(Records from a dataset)

PR #2761, opened 2026-01-14
Plugin Support for Java SDK

### LINKED ISSUE #2626: Plugin support

See https://github.com/temporalio/features/issues/652

donald-pinckney:
# Plugin System for Java Temporal SDK

## What was changed

Added a plugin system for the Java Temporal SDK, modeled after the Python SDK's plugin architecture but adapted to Java idioms.

### New Plugin Interfaces

- **`WorkflowServiceStubsPlugin`** (`temporal-serviceclient`) - Configuration and connection lifecycle for service stubs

• _WORK TO COMPLETE_: Please go through the data above and copy every line that has the word "Java".

• _RESULT_:
Plugin Support for Java SDK
# Plugin System for Java Temporal SDK
Added a plugin system for the Java Temporal SDK, modeled after the Python SDK's plugin architecture but adapted to Java idioms.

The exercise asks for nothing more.